#### SUPPLIED MATERIAL ####

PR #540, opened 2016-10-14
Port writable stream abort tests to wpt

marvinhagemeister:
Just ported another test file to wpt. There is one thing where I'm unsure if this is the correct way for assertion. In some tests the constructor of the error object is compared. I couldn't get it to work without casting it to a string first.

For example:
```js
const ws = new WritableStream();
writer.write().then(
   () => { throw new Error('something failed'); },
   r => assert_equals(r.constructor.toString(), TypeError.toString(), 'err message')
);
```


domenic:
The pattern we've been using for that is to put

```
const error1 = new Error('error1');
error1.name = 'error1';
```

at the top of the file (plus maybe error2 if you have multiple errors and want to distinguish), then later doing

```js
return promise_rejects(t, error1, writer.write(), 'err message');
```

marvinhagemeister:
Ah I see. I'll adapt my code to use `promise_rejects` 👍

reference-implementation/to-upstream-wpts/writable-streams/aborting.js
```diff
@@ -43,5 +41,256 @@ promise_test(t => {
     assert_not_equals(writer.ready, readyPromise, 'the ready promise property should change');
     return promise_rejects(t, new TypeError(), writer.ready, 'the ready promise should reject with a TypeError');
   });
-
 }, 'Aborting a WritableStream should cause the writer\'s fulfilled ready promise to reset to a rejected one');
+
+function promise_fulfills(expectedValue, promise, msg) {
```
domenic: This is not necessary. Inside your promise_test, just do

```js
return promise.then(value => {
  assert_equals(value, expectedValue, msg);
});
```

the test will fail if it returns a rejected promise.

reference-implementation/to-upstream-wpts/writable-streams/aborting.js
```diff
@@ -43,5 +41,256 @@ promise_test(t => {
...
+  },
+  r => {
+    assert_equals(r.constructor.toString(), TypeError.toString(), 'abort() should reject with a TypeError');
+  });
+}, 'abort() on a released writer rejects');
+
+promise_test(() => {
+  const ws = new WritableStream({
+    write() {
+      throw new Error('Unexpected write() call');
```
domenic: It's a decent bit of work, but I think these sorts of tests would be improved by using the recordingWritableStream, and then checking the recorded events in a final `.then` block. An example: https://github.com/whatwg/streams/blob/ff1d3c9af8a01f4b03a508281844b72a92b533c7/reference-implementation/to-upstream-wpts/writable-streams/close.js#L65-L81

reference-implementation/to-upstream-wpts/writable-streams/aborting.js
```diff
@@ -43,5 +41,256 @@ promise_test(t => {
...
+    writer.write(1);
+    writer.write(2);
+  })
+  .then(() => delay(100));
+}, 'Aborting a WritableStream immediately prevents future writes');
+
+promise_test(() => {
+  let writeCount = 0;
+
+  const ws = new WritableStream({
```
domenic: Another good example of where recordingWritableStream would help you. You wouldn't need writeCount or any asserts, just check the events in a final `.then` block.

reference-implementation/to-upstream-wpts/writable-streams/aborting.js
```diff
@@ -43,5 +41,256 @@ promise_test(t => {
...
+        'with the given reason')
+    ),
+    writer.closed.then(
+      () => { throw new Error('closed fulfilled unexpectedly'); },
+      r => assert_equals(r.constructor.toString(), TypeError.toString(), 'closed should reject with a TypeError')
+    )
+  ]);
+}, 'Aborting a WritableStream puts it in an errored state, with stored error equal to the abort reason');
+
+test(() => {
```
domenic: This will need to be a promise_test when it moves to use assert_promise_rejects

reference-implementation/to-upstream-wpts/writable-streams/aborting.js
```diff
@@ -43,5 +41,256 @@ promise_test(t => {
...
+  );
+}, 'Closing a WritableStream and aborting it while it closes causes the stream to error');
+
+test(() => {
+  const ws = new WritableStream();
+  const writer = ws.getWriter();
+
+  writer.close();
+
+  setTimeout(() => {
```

####

- WORK TO BE COMPLETED
Your task is to transcribe each record faithfully and in full.

- SOLUTION BELOW
PR #540, opened 2016-10-14
Port writable stream abort tests to wpt

marvinhagemeister:
Just ported another test file to wpt. There is one thing where I'm unsure if this is the correct way for assertion. In some tests the constructor of the error object is compared. I couldn't get it to work without casting it to a string first.

For example:
```js
const ws = new WritableStream();
writer.write().then(
   () => { throw new Error('something failed'); },
   r => assert_equals(r.constructor.toString(), TypeError.toString(), 'err message')
);
```


domenic:
The pattern we've been using for that is to put

```
const error1 = new Error('error1');
error1.name = 'error1';
```

at the top of the file (plus maybe error2 if you have multiple errors and want to distinguish), then later doing

```js
return promise_rejects(t, error1, writer.write(), 'err message');
```

marvinhagemeister:
Ah I see. I'll adapt my code to use `promise_rejects` 👍

reference-implementation/to-upstream-wpts/writable-streams/aborting.js
```diff
@@ -43,5 +41,256 @@ promise_test(t => {
     assert_not_equals(writer.ready, readyPromise, 'the ready promise property should change');
     return promise_rejects(t, new TypeError(), writer.ready, 'the ready promise should reject with a TypeError');
   });
-
 }, 'Aborting a WritableStream should cause the writer\'s fulfilled ready promise to reset to a rejected one');
+
+function promise_fulfills(expectedValue, promise, msg) {
```
domenic: This is not necessary. Inside your promise_test, just do

```js
return promise.then(value => {
  assert_equals(value, expectedValue, msg);
});
```

the test will fail if it returns a rejected promise.

reference-implementation/to-upstream-wpts/writable-streams/aborting.js
```diff
@@ -43,5 +41,256 @@ promise_test(t => {
...
+  },
+  r => {
+    assert_equals(r.constructor.toString(), TypeError.toString(), 'abort() should reject with a TypeError');
+  });
+}, 'abort() on a released writer rejects');
+
+promise_test(() => {
+  const ws = new WritableStream({
+    write() {
+      throw new Error('Unexpected write() call');
```
domenic: It's a decent bit of work, but I think these sorts of tests would be improved by using the recordingWritableStream, and then checking the recorded events in a final `.then` block. An example: https://github.com/whatwg/streams/blob/ff1d3c9af8a01f4b03a508281844b72a92b533c7/reference-implementation/to-upstream-wpts/writable-streams/close.js#L65-L81

reference-implementation/to-upstream-wpts/writable-streams/aborting.js
```diff
@@ -43,5 +41,256 @@ promise_test(t => {
...
+    writer.write(1);
+    writer.write(2);
+  })
+  .then(() => delay(100));
+}, 'Aborting a WritableStream immediately prevents future writes');
+
+promise_test(() => {
+  let writeCount = 0;
+
+  const ws = new WritableStream({
```
domenic: Another good example of where recordingWritableStream would help you. You wouldn't need writeCount or any asserts, just check the events in a final `.then` block.

reference-implementation/to-upstream-wpts/writable-streams/aborting.js
```diff
@@ -43,5 +41,256 @@ promise_test(t => {
...
+        'with the given reason')
+    ),
+    writer.closed.then(
+      () => { throw new Error('closed fulfilled unexpectedly'); },
+      r => assert_equals(r.constructor.toString(), TypeError.toString(), 'closed should reject with a TypeError')
+    )
+  ]);
+}, 'Aborting a WritableStream puts it in an errored state, with stored error equal to the abort reason');
+
+test(() => {
```
domenic: This will need to be a promise_test when it moves to use assert_promise_rejects

reference-implementation/to-upstream-wpts/writable-streams/aborting.js
```diff
@@ -43,5 +41,256 @@ promise_test(t => {
...
+  );
+}, 'Closing a WritableStream and aborting it while it closes causes the stream to error');
+
+test(() => {
+  const ws = new WritableStream();
+  const writer = ws.getWriter();
+
+  writer.close();
+
+  setTimeout(() => {
```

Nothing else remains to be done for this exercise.